Lapis failed to not laugh in hopeless self-mockery at the disgusted, flabbergasted look that passed over Jetta’s face. “There are easier ways to kill oneself than lying to hunters about a stake,” she grumbled. “Or targeting Patch’s partner. I’d hope no one would be idiotic enough to take it, but there’s already been one attempt.”

“One attempt?” Faelan asked darkly, staring accusingly at her. Lapis shrunk down, but she knew she could not hide behind her thick hair, like she attempted as a child.

“Not to worry, love. She was attacked by my stake. She failed spectacularly and ran away. She’s no longer a problem.” Jetta smiled brightly as Dachs slid her food to her, and she accepted the tea from Dani. “Thank you for taking care of me! It’s so nice, after being out in the cold all night.” She settled the tea, then turned about and dug through her cloak for a large packet of papers. She handed them over the table to Faelan, who eyed them skeptically.

“There’s a lot more there than you think,” she told him quietly.
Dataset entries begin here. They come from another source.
PR #242, opened 2018-01-19
Add installed plugins & version to diagnostics

Squidly271:


bergware:
I guess we can leave the '.plg' extention out in the list.

basename($plugin) ==> basename($plugin,'.plg')

Squidly271:
I originally had instead of the filename the result of plugin name $plugin, but decided that the two were close enough to each other.

bergware:
Haven't checked, but you're problably right. File name and plugin name are usually the same/similar.

limetech:
Need to merge into 6.4.1 - are we good to go?

Squidly271:
I think we are.  I reverted another commit that shouldn't have been included with this PR (unused icons)

PR #243, opened 2018-01-20
Updated jquery tablesorter to v2.29.4

bergware:
Note: stiil have issue that sometimes sorting gives wrong output


limetech:
> Note: stiil have issue that sometimes sorting gives wrong output

If that is the case, does this update fix anything else?

bergware:
It is a bug fix release. See https://github.com/Mottie/tablesorter/wiki/Changes
Perhaps I need to have a look at the code myself and figure out the issue, but hoping more it is done in the 'regular' process.

PR #250, opened 2018-01-27
Add in Support & Project Links to Docker Context Menus

Squidly271:
Every container installed via CA should already have the Support Link present (if installed post 6.2)
Majority of apps in CA also have a project link present (and passed to dockerMan), but thus far dockerMan hasn't saved that entry on user templates, so the Project link on the context menus will only appear for new containers added after the PR is approved.  (After published, I'll probably post a script to update everyone's user-templates with the appropriate Project URL's)

Additionally, dockerMan template authoring mode will also now support the most common CA xml entries (but nowhere near all) that template authors currently have to add manually to the generated xml file
untitled1


Squidly271:
Sorry about the commit, followed by a revert and a revert of the revert.  Still learning GitHub.

limetech:
This good to go?

Squidly271:
If there's a problem, I can't find it

Squidly271:
OK.  Found that IE doesn't like default parameters on functions.  Fixed

PR #259, opened 2018-02-05
 Enhancements to Docker custom network settings

bergware:


bergware:
The network enhancements include:
1. Fixed default gateway with different metrics. Now same gateway with multiple metrics properly set up
2. Fixed route_up and route_down functions. Now adding and removing routes handles IPv6 link local local addresses
3. Routing table shows interface name too with default routes
4. Network settings page is updated thru a websocket (/sub/dhcp), this ensures info is always present
5. Cleanup of network.cfg file. Only necessary settings are stored
6. Some fixes in the network settings page itself
7. IPv6 routes have their own metric value, can be set independently of IPv4
8. Some code cleanup

This PR goes together with updates of "rc.inet1", "rc.inet1.conf" and "create_ini_file" (in separate zip file).

PR #269, opened 2018-02-25
fix apparent typo

ljm42:


bergware:
There is also missing javascript code. I have made a PR which includes your correction + javascript.

PR #273, opened 2018-03-01
Updated tablesorter to v2.29.6 and fixed sorting issue in browser

bergware:


bergware:
The sorting issue seen earlier was caused by a misdetection of the sorting type. tablesorter looks at the first row of a table and determines then the sorting parser. If the first entry happens to be a name with only numbers (in my case the film title '13') it wrongly assumes it has to sort number based. The solution is to set a fixed sorting method for the column was holds the file names.

limetech:
thank you!  been meaning to check into this...

PR #277, opened 2018-03-06
Load docker and vm lists in background to speed up rendering

bergware:
Add rotating animation when starting or stopping a container or vm


bergware:
Should be alright. Same behavior but coded slightly different.

For example webGUI original (your change):

$webGuiUrl = $info['url'];
addslashes(html_entity_decode($webGuiUrl)),
New code
$webGui = html_entity_decode($info['url']);
addslashes($webGui)

Squidly271:
Damn github emails.  I noticed that you moved the command after I posted and deleted my comments

PR #284, opened 2018-03-11
Corrected memory display on Dashboard page

bergware:
follows now the same logic as system information


realies:
Perhaps abstract into a reusable piece of code?

limetech:
> Perhaps abstract into a reusable piece of code?

I'm all for that, how about you take a stab at it?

She ate as he sifted through the pages, divided them, and handed half to Tearlach. Lapis glanced at the top one; a hastily scribbled explanation attached to a torn note that looked as if someone had dug it out of a garbage. She slid further down on the bench, absently playing with her gauntlet; if Faelan wished to share, he would have. She did not want more to worry about than she already had.

The rats drifted away, up to Rin’s room, the bad news taking the excitement out of reading. Lyet accompanied them, but Lapis knew she wanted to stay, a silent but supportive presence.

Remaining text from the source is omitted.